I expect a model trained for legal usage can already do this without hallucinating. Basically the research now being done by junior lawyers. Just don’t ask it to come up with something new and you still need to check its work.
It’s not really that complicated. LLMs are auto-regressive, which means that they build up long outputs one step at a time. Each word that is generated is added to the end of the input to form the input used to generate the next word. One consequence is that it can generate itself into a dead-end, where it doesn’t know how to continue. If it inserts a footnote reference, it knows it has to complete the reference, but if it doesn’t know what citation is correct, the best it can do is create something that structurally looks like a citation, even if it isn’t real.
In all likelihood, the model “realizes” that it’s in trouble (i.e., it doesn’t have a strong preference for what comes next), but it doesn’t have the option to go back and skip the citation.
8/ Limitations: A typical 2-year-old’s vocabulary and word learning skills are still out of reach for the current version of CVCL. What else is missing? Note that the modeling, and the data, are inherently limited compared to children’s actual experiences and capabilities.
CVCL has no taste, touch, smell.
CVCL learns passively compared to a child’s fundamentally active and embodied experiences.
CVCL has no social cognition: it doesn’t explicitly perceive desires, goals,or social cues from others, nor is it motivated by wants and doesn’t realize language is a means of achieving wants (like cheerios!).

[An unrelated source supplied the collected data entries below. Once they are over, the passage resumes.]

Issue #409, opened 2019-03-18
View global linter messages in version compare view


kumar303:
As a step towards https://github.com/mozilla/addons-code-manager/issues/314, show just the global linter messages for the new version of the compare view. These are linter messages that apply to the whole file, not just a specific line.

PR #410, opened 2019-03-18
Show global linter messages in compare view

kumar303:
Fixes https://github.com/mozilla/addons-code-manager/issues/409

**NOTE**: There is some duplication here between how `pages/Browse` and `components/CodeView` handle [linter messages](https://github.com/mozilla/addons-code-manager/blob/ed2f053714c09230b55ff10eb93de98d9240b1e5/src/pages/Browse/index.tsx#L82-L89). To keep this patch small-ish, I'm going to address that in a follow-up issue (https://github.com/mozilla/addons-code-manager/issues/414). The `Browse` component was doing it in an awkward way so the fixup will be slightly more involved.

Screenshot 2019-03-18 09 54 08

### DIFF
--- a/src/components/DiffView/index.tsx
+++ b/src/components/DiffView/index.tsx
@@ -220,7 +220,7 @@ export class DiffViewBase extends React.Component<Props> {
 
 const mapStateToProps = (
   state: ApplicationState,
-  ownProps: Props,
+  ownProps: PublicProps,
 ): PropsFromState => {
   const { version } = ownProps;
 
--- a/src/components/DiffView/index.tsx
+++ b/src/components/DiffView/index.tsx
@@ -67,6 +67,7 @@ export class DiffViewBase extends React.Component<Props> {
 
   constructor(props: Props) {
     super(props);
+    // Allow dependency injection to test all the ways loadData() gets executed.
     this.loadData = props._loadData || this._loadData;
   }
 
--- a/src/components/DiffView/index.tsx
+++ b/src/components/DiffView/index.tsx
@@ -98,7 +98,7 @@ export class DiffViewBase extends React.Component<Props> {
       linterMessagesAreLoading,
     } = this.props;
 
-    if (version && linterMessages === undefined && !linterMessagesAreLoading) {
+    if (linterMessages === undefined && !linterMessagesAreLoading) {
       dispatch(
         _fetchLinterMessages({
           versionId: version.id,
--- a/src/components/DiffView/index.tsx
+++ b/src/components/DiffView/index.tsx
@@ -1,4 +1,5 @@
 import * as React from 'react';
+import { connect } from 'react-redux';
 import {
   Decoration,
   Diff,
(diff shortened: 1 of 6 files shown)


src/components/DiffView/index.tsx
```diff
@@ -12,35 +13,66 @@ import {
...
   static defaultProps: DefaultProps = {
     _document: document,
+    _fetchLinterMessages: fetchLinterMessages,
     _tokenize: tokenize,
     viewType: 'unified',
   };
 
+  constructor(props: Props) {
+    super(props);
+    this.loadData = props._loadData || this._loadData;
```
willdurand: Is all of this used to "fix" https://github.com/mozilla/addons-code-manager/issues/368? I am not a huge fan of polluting the public API that way. Could we try to stub `dispatch` instead?

stories/DiffView.stories.tsx
```diff
@@ -2,34 +2,144 @@ import React from 'react';
...
-          title: 'diff with additions and deletions',
-          sectionFn: () => {
-            return renderWithStoreAndRouter(
-              <DiffView
-                diffs={parseDiff(diffWithDeletions)}
-                mimeType="application/javascript"
-              />,
-            );
+// eslint-disable-next-line no-var
+var uid = 0;
```
willdurand: `let`?

src/components/DiffView/index.tsx
```diff
@@ -53,6 +85,29 @@ export class DiffViewBase extends React.Component<Props> {
...
+  _loadData = () => {
+    const {
+      _fetchLinterMessages,
+      dispatch,
+      version,
+      linterMessages,
+      linterMessagesAreLoading,
+    } = this.props;
+
+    if (version && linterMessages === undefined && !linterMessagesAreLoading) {
```
willdurand: It seems the `version &&` is not tested.

```diff
diff --git a/src/components/DiffView/index.tsx b/src/components/DiffView/index.tsx
index ff5e4c1..25ee49c 100644
--- a/src/components/DiffView/index.tsx
+++ b/src/components/DiffView/index.tsx
@@ -98,7 +98,7 @@ export class DiffViewBase extends React.Component<Props> {
       linterMessagesAreLoading,
     } = this.props;
 
-    if (version && linterMessages === undefined && !linterMessagesAreLoading) {
+    if (/*version && */linterMessages === undefined && !linterMessagesAreLoading) {
       dispatch(
         _fetchLinterMessages({
           versionId: version.id,
```

kumar303: oh, whoops, it is not possible to render `DiffView` without a version now.

src/components/DiffView/index.tsx
kumar303: My intention was to use dependency injection to make an assertion that `componentDidMount()` and `componentDidUpdate()` will run the exact same loader function. The assertions are made [here](https://github.com/mozilla/addons-code-manager/blob/00b49f9cb33a650f01536aa925b281aac4012a9b/src/components/DiffView/index.spec.tsx#L263-L281). This approach explicitly checks that the same loader is used whereas stubbing `dispatch()` would only implicitly check it. 

An alternative would be to duplicate all load logic tests, the first set using `componentDidMount()` and the second using `componentDidUpdate()`. This seems like an unecessary burden.

It's a bit clunky to do dependency injection like this (although we do it for thunks, too). Once we port this component to `useEffect()`, it can go away.

willdurand: ah, I see. Could you please add a comment above the `loadData` variable declaration?

kumar303:
Since the build is only blocked on Synk, I'm going to merge it (I need to post another patch on top of it).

This is where it gets fascinating to me and feels like the first baby step (hah) to some kind of real human-like AI. It would need to have a massive embedded codebase just for facial expressions. Smell, touch and taste would be awesome. And you’d need to artificially create wants and desires. And then Skynet here we come!
Also, internal states like balance, hunger, pain, temperature. Action/reaction from manipulation of the environment. Still, this is a genuinely interesting experiment.
Marcus is pro-AI, he just believes that deep learning needs to be united with logic-based “traditional” AI systems. (His views are much more informed and nuanced than this.) His substack is quite good and I believe free.
Though I’m unfortunately out of my depth these days (despite having studied with some neural net pioneers in the 90s), I would think that logic should be capturable in neural net representations, not hard coded. I suspect that if you can implement neural nets that do hierarchical categorization and inference with venn diagrams, you can get standard inferential logic from such a system.